Lavu concurred that the way you fit Hadoop systems into the overall organization is important. "It's about building the right processes and the right kind of systems and the data feeds as well as the user training and adoption," he said. "Those are the pieces that enable us to be successful."
While there has been a lot to learn in Hadoop's early days, at least some of the frontier work has been done, said Neeraj Kumar, vice president of information management and analytics at Cardinal Health in Dublin, Ohio. That betokens a benefit in moving to Hadoop now that more pieces of the related data infrastructure have been put into place.

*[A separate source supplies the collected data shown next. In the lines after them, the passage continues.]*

PR #1412, opened 2023-07-19
feat: Update jaeger allinone img to match operator version

gracedo:
noticed that the jaeger `allinone` image was using a pretty outdated version -- updating it to the same version that the operator is running.
ALSO: noticed most of our dashboard cm's had outdated versions, updated them here as well

```release-note

```

**Checklist**


cbuto (approved):
good catch!

takirala (approved):

PR #1417, opened 2023-07-20
feat: Add pre-upgrade job to delete jaeger HR

gracedo:
For some reason, the newly added `priorityClassName` field to the jaeger spec in the default cm is not getting applied to the existing jaeger CR in the cluster on upgrade. There may be a race when the jaeger CRD is updated (which adds that new spec field) and when the config is applied? I also tried setting `force: true` on the upgrade spec on the helmrelease (to force the recreation of resources on upgrade vs updating), but I believe this only applies to the new version onwards, not to the previous version being upgraded (as the previous HR spec does not have force set to true on upgrades). I also tried a job to delete the `jaeger` CR prior to upgrading, but the new CR applied on upgrade still did not have the priority field set. Deleting the HR altogether and letting it come back up to the latest version works (as expected -- fresh installs of the jaeger app did not run into this issue).

I added a check to the HR version to ONLY delete it if it is the previous version (running on dkp 2.5) to avoid needlessly recreating the HR on upgrades within 2.6. We can remove the job in 2.7. 

I tested this on the daily by deploying v2.40.0, then upgrading. The job deleted the jaeger HR, and when the new one came up, the priority class was set properly on the jaeger spec and resulting operator pod.

job logs to delete hr:
```
checking jaeger helmrelease and deleting it pre-upgrade if v2.40.0
version 2.40.0
deleting jaeger helmrelease
helmrelease.helm.toolkit.fluxcd.io "jaeger" deleted
```

after upgrade, `jaeger` spec:
```
spec:
  agent:
    config: {}
    options: {}
    resources: {}
  allInOne:
    config: {}
    image: jaegertracing/all-in-one:1.46.0
    metricsStorage: {}
    options:
      query:
        base-path: /dkp/jaeger
    priorityClassName: dkp-high-priority
    resources: {}
```

and jaeger pods
```
jaeger-jaeger-operator-77645f4c8b-2nft4                                    dkp-high-priority
jaeger-jaeger-operator-jaeger-d49d8dbc6-985xd                              dkp-high-priority
delete-jaeger-helmrelease-bm7nr                                            dkp-high-priority
```

https://d2iq.atlassian.net/browse/D2IQ-98315

```release-note

```

**Checklist**

### DIFF
--- a/services/jaeger/2.46.2/pre-upgrade/delete-jaeger-hr.yaml
+++ b/services/jaeger/2.46.2/pre-upgrade/delete-jaeger-hr.yaml
@@ -1,0 +1,73 @@
+# For upgrades from DKP <2.6 to 2.6.x.
+# **REMOVE THIS AFTER 2.6 IS RELEASED**
+# Delete the jaeger helmrelease prior to upgrading.
+# This must be done because upgrading does not apply the newly added priorityClassName field on the
+# Jaeger spec, perhaps because the CRD has not been upgraded yet. Recreating the HelmRelease applies the
+# Jaeger spec properly. This job will only delete the v2.40.0 helmrelease (from 2.5), so rerunning this job
+# during upgrades within 2.6 will not result in the recreation of the helmrelease.
+apiVersion: v1
+kind: ServiceAccount
+metadata:
+  name: jaeger-pre-upgrade
+  namespace: ${releaseNamespace}
+---
+apiVersion: rbac.authorization.k8s.io/v1
+kind: Role
+metadata:
+  name: jaeger-pre-upgrade
+  namespace: ${releaseNamespace}
+rules:
+  - apiGroups: ["helm.toolkit.fluxcd.io"]
+    resources: ["helmreleases"]
+    verbs: ["get", "watch", "list", "delete"]
+---
+apiVersion: rbac.authorization.k8s.io/v1
+kind: RoleBinding
+metadata:
+  name: jaeger-pre-upgrade
+  namespace: ${releaseNamespace}
+roleRef:
+  apiGroup: rbac.authorization.k8s.io
+  kind: Role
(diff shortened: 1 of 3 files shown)


services/jaeger/2.46.2/pre-upgrade/delete-jaeger-hr.yaml
```diff
@@ -0,0 +1,73 @@
...
+              /bin/bash <<'EOF'
+              set -o nounset
+              set -o errexit
+              set -o pipefail
+
+              echo "checking jaeger helmrelease and deleting it pre-upgrade if v2.40.0"
+
+              VERSION=$(set -o errexit; kubectl get helmrelease -n ${releaseNamespace} jaeger --ignore-not-found -o=jsonpath='{.spec.chart.spec.version}')
+              echo "version $VERSION"
+              if [[ $VERSION == "2.40.0" ]]; then
```
cbuto, line 68: we likely won't bump this jaeger version in a 2.5 patch, but if we do then the upgrade from that patch version to 2.6.0 won't have the priority class set 🤔

gracedo: yeah, I don't think we really ever bump versions in patch releases unless there is a major bug; I think we should be safe here, jaeger is generally one of our more stable apps that we haven't really had any bug reports for. but to be safe, I guess I can make it trigger for anything less than 2.46.2

cwyl02 (approved):

cbuto (approved):

services/jaeger/2.46.2/pre-upgrade/delete-jaeger-hr.yaml
cbuto: looks good! thanks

"The starters of today are going to have a leg up on us," Kumar said. "We had to build a lot of ad hoc processes and solutions just because the previous versions of Hadoop lacked those features."
Kumar agreed that Hadoop deployment teams should start small and should find an initial application that provides a "net-new capability" for their companies.
"You need to also understand the talent base of your own organization," he said, adding that in many cases Hadoop creates a need to bring in new skills. As a result, he advised IT managers to start thinking about Hadoop training issues early in the project planning process. Consultants can help, Kumar said, but they aren't the ultimate answer for enterprise Hadoop deployments: "You do need talent on-site, on the ground."